- Born: 22 April 1993 (age 33) Mikkeli, Finland
- Occupations: Mountaineer, entrepreneur, tour guide
- Known for: Summited 4 eight-thousanders, youngest Finnish woman to have summitted Everest

= Anni Penttilä =

Finnish mountaineer (1993)

Anni Katri Penttilä (born 22 April 1993, Mikkeli, Finland) is a Finnish mountaineer from Helsinki, who works as a digital marketing entrepreneur and a tour guide in Tanzania and Nepal.

==Mountaineering career==
Penttilä became interested in mountain hiking and climbing at the age of 16 in 2009, when she read an article about the Annapurna Circuit hiking trail in National Geographic. She was able to hike there in 2013. “The place was just as wonderful as I had imagined. We were at an altitude of 5.5 kilometers, with snow-covered mountains all around. I was immediately hooked.” “I was 19 years old when I set myself the goal of climbing Everest before I turn 30,” she told Retki magazine later. After an eight-year project, she reached the summit at the age of 27 as part of the Altitude Junkies group led by Phil Crampton. She became the 19th Finn and the youngest Finnish woman to have summitted Everest.

By May 2026, Penttilä has managed to climb seven eight-thousanders in Nepal and India. Her goal is to climb all 14 eight-thousanders in the future. In the summer of 2025, she planned to climb K2 in Pakistan, i.e. Godwin Austen (8 611 m), and the nearby Broad Peak (8 051 m), both of which are located in the Karakorum Range. She also has the goal of conquering the so-called seven summits as the first Finnish woman. So far, the only Finn known to have achieved this feat is Atte Miettinen.

While preparing for her climbs, Penttilä has also experienced adversity. She broke her humerus in a gym accident in March 2017. Almost at the same time, her knee required surgery. After that, Penttilä had to move around in a wheelchair, and she wondered if the dream of conquering Everest should be abandoned. However, some six months later she managed to conquer Kilimanjaro. While in the mountains, she has managed to avoid problems, apart from occasional symptoms of mountain sickness.

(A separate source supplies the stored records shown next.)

PR #832, opened 2021-01-26
feat(fleetstatusservice): make periodic update interval for Fleet Status Service configurable

nikkhilmuthye:
**Issue #, if available:**

**Description of changes:**
If the configured value is less than the default (84600 seconds), then it is set to the default.
If the configured value is more than the default, then the periodic update interval for FSS is set to that configured value.

To ensure that the customers have the ability to increase the cadence at which the status of the device is sent periodically.

Added unit tests.

**Checklist:**
 - [X] Updated the README if applicable

### DIFF
--- a/src/main/java/com/aws/greengrass/deployment/DeviceConfiguration.java
+++ b/src/main/java/com/aws/greengrass/deployment/DeviceConfiguration.java
@@ -105,6 +105,7 @@ public class DeviceConfiguration {
     public static final String RUN_WITH_DEFAULT_WINDOWS_USER = "windowsUser";
     public static final String RUN_WITH_DEFAULT_POSIX_SHELL = "posixShell";
     public static final String RUN_WITH_DEFAULT_POSIX_SHELL_VALUE = "sh";
+    public static final String FLEET_STATUS_CONFIG_TOPICS = "fleetStatus";
 
     public static final String IOT_ROLE_ALIAS_TOPIC = "iotRoleAlias";
     public static final String COMPONENT_STORE_MAX_SIZE_BYTES = "componentStoreMaxSizeBytes";
@@ -220,6 +221,15 @@ public class DeviceConfiguration {
      */
     public Topics getTelemetryConfigurationTopics() {
         return getTopics(TELEMETRY_CONFIG_LOGGING_TOPICS);
+    }
+
+    /**
+     * Get the fleet status configuration.
+     *
+     * @return Configuration for fleet status service.
+     */
+    public Topics getStatusConfigurationTopics() {
+        return getTopics(FLEET_STATUS_CONFIG_TOPICS);
     }
 
     /**
--- a/src/main/java/com/aws/greengrass/status/FleetStatusService.java
+++ b/src/main/java/com/aws/greengrass/status/FleetStatusService.java
@@ -44,7 +44,6 @@ import java.util.concurrent.atomic.AtomicBoolean;
 import java.util.concurrent.atomic.AtomicReference;
 import javax.inject.Inject;
 
-import static com.aws.greengrass.componentmanager.KernelConfigResolver.CONFIGURATION_CONFIG_KEY;
 import static com.aws.greengrass.deployment.DeploymentService.COMPONENTS_TO_GROUPS_TOPICS;
 import static com.aws.greengrass.deployment.DeploymentService.DEPLOYMENT_DETAILED_STATUS_KEY;
 import static com.aws.greengrass.deployment.DeploymentService.DEPLOYMENT_FAILURE_CAUSE_KEY;
@@ -62,8 +61,8 @@ public class FleetStatusService extends GreengrassService {
     public static final String DEFAULT_FLEET_STATUS_SERVICE_PUBLISH_TOPIC =
             "$aws/things/{thingName}/greengrassv2/health/json";
     public static final String FLEET_STATUS_TEST_PERIODIC_UPDATE_INTERVAL_SEC = "fssPeriodicUpdateIntervalSec";
-    public static final int DEFAULT_PERIODIC_UPDATE_INTERVAL_SEC = 86_400;
-    static final String FLEET_STATUS_PERIODIC_UPDATE_INTERVAL_SEC = "periodicUpdateIntervalSec";
+    public static final int DEFAULT_PERIODIC_PUBLISH_INTERVAL_SEC = 86_400;
+    static final String FLEET_STATUS_PERIODIC_PUBLISH_INTERVAL_SEC = "periodicStatusPublishIntervalSeconds";
     static final String FLEET_STATUS_SEQUENCE_NUMBER_TOPIC = "sequenceNumber";
     static final String FLEET_STATUS_LAST_PERIODIC_UPDATE_TIME_TOPIC = "lastPeriodicUpdateTime";
     private static final int MAX_PAYLOAD_LENGTH_BYTES = 128_000;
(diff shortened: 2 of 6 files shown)


src/main/java/com/aws/greengrass/status/FleetStatusService.java
```diff
@@ -165,15 +163,18 @@ public FleetStatusService(Topics topics, MqttClient mqttClient, DeploymentStatus
...
+        deviceConfiguration.getPeriodicStatusPublishIntervalTopic()
+                .dflt(DEFAULT_PERIODIC_PUBLISH_INTERVAL_SEC)
                 .subscribe((why, newv) -> {
                     int newPeriodicUpdateIntervalSec = Coerce.toInt(newv);
                     // Do not update the scheduled interval if it is less than the default.
-                    if (newPeriodicUpdateIntervalSec < DEFAULT_PERIODIC_UPDATE_INTERVAL_SEC) {
+                    if (newPeriodicUpdateIntervalSec < DEFAULT_PERIODIC_PUBLISH_INTERVAL_SEC) {
+                        logger.atWarn().log("Not updating periodic publish interval for Fleet Status Service to "
+                                        + "{} because it is less than the minimum default: {}",
+                                newPeriodicUpdateIntervalSec, DEFAULT_FLEET_STATUS_SERVICE_PUBLISH_TOPIC);
```
hui-yang, line 174: Do we need to reset to DEFAULT_PERIODIC_PUBLISH_INTERVAL_SEC, if the current periodicPublishIntervalSec is longer than DEFAULT_PERIODIC_PUBLISH_INTERVAL_SEC?

src/main/java/com/aws/greengrass/status/FleetStatusService.java
```diff
@@ -145,8 +143,8 @@ public FleetStatusService(Topics topics, MqttClient mqttClient, DeploymentStatus
         this.publisher = new MqttChunkedPayloadPublisher<>(this.mqttClient);
         this.architecture = platformResolver.getCurrentPlatform()
                 .getOrDefault(PlatformResolver.ARCHITECTURE_KEY, PlatformResolver.UNKNOWN_KEYWORD);
-        this.periodicUpdateIntervalSec = TestFeatureParameters.retrieveWithDefault(Double.class,
-                FLEET_STATUS_TEST_PERIODIC_UPDATE_INTERVAL_SEC, periodicUpdateIntervalSec).intValue();
+        this.periodicPublishIntervalSec = TestFeatureParameters.retrieveWithDefault(Double.class,
+                FLEET_STATUS_TEST_PERIODIC_UPDATE_INTERVAL_SEC, periodicPublishIntervalSec).intValue();
```
hui-yang, line 147: If the previous deployment changes the config to a smaller value, it seems the smaller value will be kept in config but not affecting the FSS publish. Is it correct?
In this case, if nucleus restarts, will FSS pick up the smaller value here and actually use it for publish?

src/main/java/com/aws/greengrass/status/FleetStatusService.java
nikkhilmuthye: No. We should keep the same interval as before. This is the same logic we have for telemetry. If the customer wants to set it to default, they can.

hui-yang: Then we need to persist the actual interval somewhere? especially in the restart case

nikkhilmuthye: Discussed offline. This scenario is handled and that we will use the value in the device configuration on start of fresh nucleus or on a restart.

hui-yang (dismissed):

MikeDombo (approved):

src/main/java/com/aws/greengrass/deployment/DeviceConfiguration.java
```diff
@@ -100,6 +100,7 @@
     public static final String DEVICE_PARAM_AWS_REGION = "awsRegion";
     public static final String DEVICE_MQTT_NAMESPACE = "mqtt";
     public static final String DEVICE_SPOOLER_NAMESPACE = "spooler";
+    public static final String FLEET_STATUS_CONFIG_TOPICS = "status";
```
MikeDombo, line 103: status seems too generic IMO. Maybe just "fleetStatus" or "coreStatus"? Other suggestions would be great.

src/main/java/com/aws/greengrass/status/FleetStatusService.java
```diff
@@ -62,8 +61,8 @@
     public static final String DEFAULT_FLEET_STATUS_SERVICE_PUBLISH_TOPIC =
             "$aws/things/{thingName}/greengrassv2/health/json";
     public static final String FLEET_STATUS_TEST_PERIODIC_UPDATE_INTERVAL_SEC = "fssPeriodicUpdateIntervalSec";
-    public static final int DEFAULT_PERIODIC_UPDATE_INTERVAL_SEC = 86_400;
-    static final String FLEET_STATUS_PERIODIC_UPDATE_INTERVAL_SEC = "periodicUpdateIntervalSec";
+    public static final int DEFAULT_PERIODIC_PUBLISH_INTERVAL_SEC = 86_400;
+    public static final String FLEET_STATUS_PERIODIC_PUBLISH_INTERVAL_SEC = "periodicStatusPublishIntervalSeconds";
```
MikeDombo, line 65: You're changing a config key's name, how will the affect current users? The settings won't apply because it will be looking at the wrong name, right?

src/test/java/com/aws/greengrass/status/FleetStatusServiceTest.java
```diff
@@ -433,7 +434,38 @@ void GIVEN_component_status_change_WHEN_periodic_update_triggered_THEN_MQTT_Sent
...
+
+        // Set up all the mocks
+        when(mockDeploymentStatusKeeper.registerDeploymentStatusConsumer(any(), consumerArgumentCaptor.capture(), anyString())).thenReturn(true);
+        doNothing().when(context).addGlobalStateChangeListener(addGlobalStateChangeListenerArgumentCaptor.capture());
+        when(mockDeviceConfiguration.getStatusConfigurationTopics()).thenReturn(statusConfigTopics);
+        when(context.get(ScheduledExecutorService.class)).thenReturn(ses);
+
+        // Create the fleet status service instance
+        fleetStatusService = createFSS();
+        fleetStatusService.startup();
```
MikeDombo, line 458: Do we shut it down anywhere?

src/main/java/com/aws/greengrass/status/FleetStatusService.java
nikkhilmuthye: Right. We were not looking at this key. So it won't affect existing customers.

MikeDombo: How can you say that? It is read on L168 on the left side.

src/main/java/com/aws/greengrass/deployment/DeviceConfiguration.java
nikkhilmuthye: I think "fleetStatus" seems reasonable.

src/test/java/com/aws/greengrass/status/FleetStatusServiceTest.java
nikkhilmuthye: We do shut it down in the cleanup function.

src/main/java/com/aws/greengrass/status/FleetStatusService.java
nikkhilmuthye: We never documented this configuration anywhere. Plus it was looking at the config space of FSS component which I believe will not work. I forget the reason but I believe to have configuration set for components in the Nucleus, we added the system configurations.

MikeDombo (approved):

hui-yang (approved):

PR #833, opened 2021-01-27
fix(mqtt): Terminate previous mqtt session when creating a new connection

fahadmohammed01:
**Issue #, if available:**

Greengrass v2 currently tracks the number of subscriptions that each MQTT client made, since IoT Core limits subscriptions to 50 per connection. This has a bit of a conflict when Greengrass restarts because Greengrass no longer knows how many subscriptions the client has; it would assume that the client has 0 subscriptions, even though it connected with a persistent session which may have resubscribe to up to 50 topics.

The behavior of the client which has over-subscribed is that the initial 50 subscriptions work correctly, but subsequent subscriptions, despite not erroring in anyway, simply do not work (no messages come in for them).

**Description of changes:**

When a new mqtt connection is made, the client connects with cleansession = true, then disconnects and connects with cleansession = false. This invalidates the session with IoT Core. This is done the first time a connection is established, for subsequent connects the client uses cleansession = false.

Unit and E2E tests

**Checklist:**
 - [X ] Updated or added new unit tests
 - [ X] Updated or added new end-to-end tests

### DIFF
--- a/src/main/java/com/aws/greengrass/mqttclient/AwsIotMqttClient.java
+++ b/src/main/java/com/aws/greengrass/mqttclient/AwsIotMqttClient.java
@@ -47,6 +47,7 @@ class AwsIotMqttClient implements Closeable {
     @Getter
     private final String clientId;
     private MqttClientConnection connection;
+    private CompletableFuture<Boolean> connectionFuture = null;
     private final AtomicBoolean currentlyConnected = new AtomicBoolean();
     private final CallbackEventManager callbackEventManager;
     private final AtomicBoolean initalConnect = new AtomicBoolean(true);
@@ -150,7 +151,13 @@ class AwsIotMqttClient implements Closeable {
     }
 
     protected synchronized CompletableFuture<Boolean> connect() {
-        if (connection != null) {
+        // future not done indicates an ongoing connect attempt, caller should wait on that future
+        // instead of starting another connect attempt.
+        if (connectionFuture != null && !connectionFuture.isDone()) {
+            return connectionFuture;
+        }
+        // We're already connected, there's nothing to do
+        if (currentlyConnected.get()) {
             return CompletableFuture.completedFuture(true);
         }
         // For the initial connect, client connects with cleanSession=true and disconnects.
@@ -164,19 +171,23 @@ class AwsIotMqttClient implements Closeable {
             });
         }
 
-        return voidCompletableFuture.thenCompose((b) -> establishConnection(false)).thenApply((sessionPresent) -> {
-            currentlyConnected.set(true);
-            logger.atInfo().kv("sessionPresent", sessionPresent).log("Successfully connected to AWS IoT Core");
-            if (!sessionPresent) {
-                resubscribe();
-            }
-            callbackEventManager.runOnInitialConnect(sessionPresent);
-            return sessionPresent;
-        });
+        connectionFuture = voidCompletableFuture.thenCompose((b) -> establishConnection(false))
+                .thenApply((sessionPresent) -> {
+                    currentlyConnected.set(true);
+                    logger.atInfo().kv("sessionPresent", sessionPresent)
+                            .log("Successfully connected to AWS IoT Core");
+                    if (!sessionPresent) {
+                        resubscribe();
+                    }
+                    callbackEventManager.runOnInitialConnect(sessionPresent);
+                    return sessionPresent;
+                });
+
+        return connectionFuture;
     }
 
     @SuppressWarnings("PMD.NullAssignment")
-    CompletableFuture<Boolean> establishConnection(boolean overrideCleanSession) {
+    private CompletableFuture<Boolean> establishConnection(boolean overrideCleanSession) {
         // Always use the builder provider here so that the builder is updated with whatever
         // the latest device config is
         try (AwsIotMqttConnectionBuilder builder = builderProvider.get()) {
--- a/src/main/java/com/aws/greengrass/mqttclient/AwsIotMqttClient.java
+++ b/src/main/java/com/aws/greengrass/mqttclient/AwsIotMqttClient.java
@@ -49,7 +49,7 @@ class AwsIotMqttClient implements Closeable {
     private MqttClientConnection connection;
     private final AtomicBoolean currentlyConnected = new AtomicBoolean();
     private final CallbackEventManager callbackEventManager;
-    private final AtomicBoolean initalConnect = new  AtomicBoolean(true);
+    private final AtomicBoolean initalConnect = new AtomicBoolean(true);
 
     @Getter(AccessLevel.PACKAGE)
     private final MqttClientConnectionEvents connectionEventCallback = new MqttClientConnectionEvents() {
@@ -144,11 +144,10 @@ class AwsIotMqttClient implements Closeable {
         // Synchronize here instead of method signature to make mockito work without deadlocking
         synchronized (this) {
             logger.atInfo().log("Reconnecting MQTT client most likely due to device configuration change");
-            disconnect();
+            disconnect().get(getTimeout(), TimeUnit.MILLISECONDS);
             connect().get(getTimeout(), TimeUnit.MILLISECONDS);
         }
     }
-
 
     protected synchronized CompletableFuture<Boolean> connect() {
         if (connection != null) {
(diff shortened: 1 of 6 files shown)


src/main/java/com/aws/greengrass/mqttclient/AwsIotMqttClient.java
```diff
@@ -49,6 +49,7 @@
     private MqttClientConnection connection;
     private final AtomicBoolean currentlyConnected = new AtomicBoolean();
     private final CallbackEventManager callbackEventManager;
+    private final AtomicBoolean initalConnect = new  AtomicBoolean(true);
```
MikeDombo, line 52: spacing seems off here.

src/main/java/com/aws/greengrass/mqttclient/AwsIotMqttClient.java
```diff
@@ -222,7 +243,7 @@ synchronized boolean connected() {
     }
 
     @SuppressWarnings("PMD.NullAssignment")
-    private synchronized void disconnect() {
+    synchronized void disconnect() {
```
MikeDombo, line 246: make it protected if you're wanting to use it in tests.

src/main/java/com/aws/greengrass/mqttclient/AwsIotMqttClient.java
```diff
@@ -148,33 +149,53 @@ void reconnect() throws TimeoutException, ExecutionException, InterruptedExcepti
...
         if (connection != null) {
             return CompletableFuture.completedFuture(true);
         }
+        // For the initial connect, client connects with cleanSession=true and disconnects.
+        // This deletes any previous session information maintained by IoT Core.
+        // For subsequent connects, the client connects with cleanSession=false
+        if (initalConnect.get()) {
+            try {
+                establishConnection(true).get(getTimeout(), TimeUnit.MILLISECONDS);
+                disconnect();
```
MikeDombo, line 163: disconnect can sometimes take a very long time, or even timeout. You may need to do some manual testing or talk to the SDK team to figure that one out.

src/test/java/com/aws/greengrass/mqttclient/AwsIotMqttClientTest.java
```diff
@@ -29,11 +29,7 @@
 import static org.junit.jupiter.api.Assertions.assertThrows;
 import static org.junit.jupiter.api.Assertions.assertTrue;
 import static org.mockito.ArgumentMatchers.any;
-import static org.mockito.Mockito.mock;
-import static org.mockito.Mockito.spy;
-import static org.mockito.Mockito.times;
-import static org.mockito.Mockito.verify;
-import static org.mockito.Mockito.when;
+import static org.mockito.Mockito.*;
```
MikeDombo, line 32: no * imports.

src/main/java/com/aws/greengrass/mqttclient/AwsIotMqttClient.java
```diff
@@ -148,33 +149,53 @@ void reconnect() throws TimeoutException, ExecutionException, InterruptedExcepti
...
     protected synchronized CompletableFuture<Boolean> connect() {
         if (connection != null) {
             return CompletableFuture.completedFuture(true);
         }
+        // For the initial connect, client connects with cleanSession=true and disconnects.
+        // This deletes any previous session information maintained by IoT Core.
+        // For subsequent connects, the client connects with cleanSession=false
+        if (initalConnect.get()) {
+            try {
+                establishConnection(true).get(getTimeout(), TimeUnit.MILLISECONDS);
```
MikeDombo, line 162: this is now a blocking call, so you might want to consider making `connect` more asynchronous so that we don't block threads for a long time.

src/main/java/com/aws/greengrass/mqttclient/AwsIotMqttClient.java
fahadmohammed01: Addressed

src/test/java/com/aws/greengrass/mqttclient/AwsIotMqttClientTest.java
fahadmohammed01: updated likewise

src/main/java/com/aws/greengrass/mqttclient/AwsIotMqttClient.java
fahadmohammed01: updated likewise

src/main/java/com/aws/greengrass/mqttclient/AwsIotMqttClient.java
fahadmohammed01: refactored to make connect asynchronous.

src/main/java/com/aws/greengrass/mqttclient/AwsIotMqttClient.java
```diff
@@ -143,38 +144,54 @@ void reconnect() throws TimeoutException, ExecutionException, InterruptedExcepti
...
-    @SuppressWarnings("PMD.NullAssignment")
     protected synchronized CompletableFuture<Boolean> connect() {
         if (connection != null) {
             return CompletableFuture.completedFuture(true);
         }
+        // For the initial connect, client connects with cleanSession=true and disconnects.
+        // This deletes any previous session information maintained by IoT Core.
+        // For subsequent connects, the client connects with cleanSession=false
+        CompletableFuture<Void> voidCompletableFuture =  CompletableFuture.completedFuture(null);
+        if (initalConnect.get()) {
```
MikeDombo, line 160: While the things inside these callbacks are running you need to ensure that no other thread can come in and call connect() and execute these things at the same time. This is possible to do, but difficult to get right. I implemented it in an earlier closed PR by saving one future and returning it to anyone who called connect() so that all callers were waiting on the same connect() future.

fahadmohammed01: Changed to ensure there that only one thread can request a connect and all subsequent calls to connect will wait for an ongoing connect operation.

src/main/java/com/aws/greengrass/mqttclient/AwsIotMqttClient.java
```diff
@@ -143,38 +145,64 @@ void reconnect() throws TimeoutException, ExecutionException, InterruptedExcepti
...
+        }
+
+        connectionFuture = voidCompletableFuture.thenCompose((b) -> establishConnection(false))
+                .thenApply((sessionPresent) -> {
+                    currentlyConnected.set(true);
+                    logger.atInfo().kv("sessionPresent", sessionPresent)
+                            .log("Successfully connected to AWS IoT Core");
+                    if (!sessionPresent) {
+                        resubscribe();
+                    }
```
MikeDombo, line 181: we now need to resubscribe no matter what because the session which might be present won't have the subscriptions that we want.

src/main/java/com/aws/greengrass/mqttclient/AwsIotMqttClient.java
```diff
@@ -222,26 +250,27 @@ synchronized boolean connected() {
...
-                } finally {
+    protected synchronized CompletableFuture<Void> disconnect() {
+        currentlyConnected.set(false);
+        if (connection != null) {
+            logger.atDebug().log("Disconnecting from AWS IoT Core");
+            return connection.disconnect().whenComplete((future, error) -> {
+                logger.atDebug().log("Successfully disconnected from AWS IoT Core");
+                synchronized (this) {
                     connection.close();
                     connection = null;
```
MikeDombo, line 261: might want to reset the connection future here too.

src/main/java/com/aws/greengrass/mqttclient/AwsIotMqttClient.java
fahadmohammed01: Manually tested by performing connect -> publish/subscribe -> disconnect actions in a loop. Did not see disconnect timing out. Connect operation did fail a couple of times (twice in 100 attempts) but increasing the timeout did not fix that issue. Even when the connect failed, when it was retried for the next publish operation it went through.

src/main/java/com/aws/greengrass/mqttclient/AwsIotMqttClient.java
fahadmohammed01: I don't think the logic changed to get to the state "if session present won't have the subscriptions that we want".

MikeDombo: Perhaps you're right because of the initialConnection bool

src/main/java/com/aws/greengrass/mqttclient/AwsIotMqttClient.java
fahadmohammed01: we restrict the connect() operation such that there is only one ongoing connect at any particular time. If connect is ongoing and disconnect is called, resetting the connectionFuture here will allow another connect operation to go through when the previous one is still in progress. Ideally we should not do that unless I am missing something

fahadmohammed01: Also connect and disconnect are protected so we have control on how they are called.

MikeDombo (dismissed):

shaguptashaikh (dismissed):

shaguptashaikh (dismissed):

MikeDombo (approved):

shaguptashaikh (approved):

Penttilä has told about her experiences in the mountains as follows:

“I am so super happy in the mountains that I wouldn’t trade it for anything. The best thing about it is that you get to be so far away from everyday life and the pressures of social media in this world. It’s enough for me if I can sleep, eat and walk. If I can do this long enough, I know I can make it. Every climbing trip strengthens the feeling in me that I have to get there again.”

==Data on Penttilä’s climbs==

Anni Penttilä — eight-thousanders
| No. | Date | Mountain | Height | References |
| 1. | 24 May 2021 | Mount Everest, Nepal | 8 848 metres |  |
| 2. | 21 September 2023 | Manaslu, Nepal | 8 163 metres |  |
| 3. | 20 May 2024 | Lhotse, Nepal | 8 516 metres |  |
| 4. | 6 October 2024 | Cho Oyu, Nepal | 8 188 metres |  |
| 5. | 7 April 2025 | Annapurna I, Nepal | 8 091 metres |  |
| 6. | 24 April 2026 | Makālu, Nepal | 8 462 metres |  |
| 7. | 23 May 2026 | Kangchenjunga, Nepal/India | 8 586 metres |  |
| 8. | 30 June 2026 | Nanga Parbat, Pakistan | 8 125 metres |  |

Anni Penttilä — other summits
| Year | Mountain | Height | Continent | References |
| 2014 | Imja Tse (Island Peak), Nepal | 6 189 metres | Asia |  |
| 2017 | Kilimanjaro, Tanzania | 5 895 metres | Africa |  |
| 2018 | Mount Rainier, United States | 4 392 metres | North America |  |
| 2018 | Uranostinden, Norway | 2 157 metres | Europe |  |
| 2018 | Store Smørstabbtinden, Norja | 2 208 metres | Europe |  |
| 2018 | Mera Peak, Nepal | 6 476 metres | Asia |  |
| 2018 | Baruntse, Nepal | 7 162 metres | Asia |  |
| 2019 | Lobuche East, Nepal | 6 119 metres | Asia |  |
| 2020 | Kilimanjaro, Tanzania | 5 895 metres | Africa |  |
| 2021 | Ama Dablam, Nepal | 6 812 metres | Asia |  |
| 2022 | Kilimanjaro, Tanzania | 5 895 metres | Africa |  |
| 2024 | Lobuche East, Nepal | 6 119 metres | Asia |  |
| 2025 | Mera Peak, Nepal | 6 476 metres | Asia |  |

==Other==
Penttilä graduated from the Aalto University in 2017 with a Master of Science degree in Economics and Business Administration. She wrote her master’s thesis on trust in mountain climbing expeditions and how it reflects in the business world. She has said that it was not difficult to find people to interview for her research.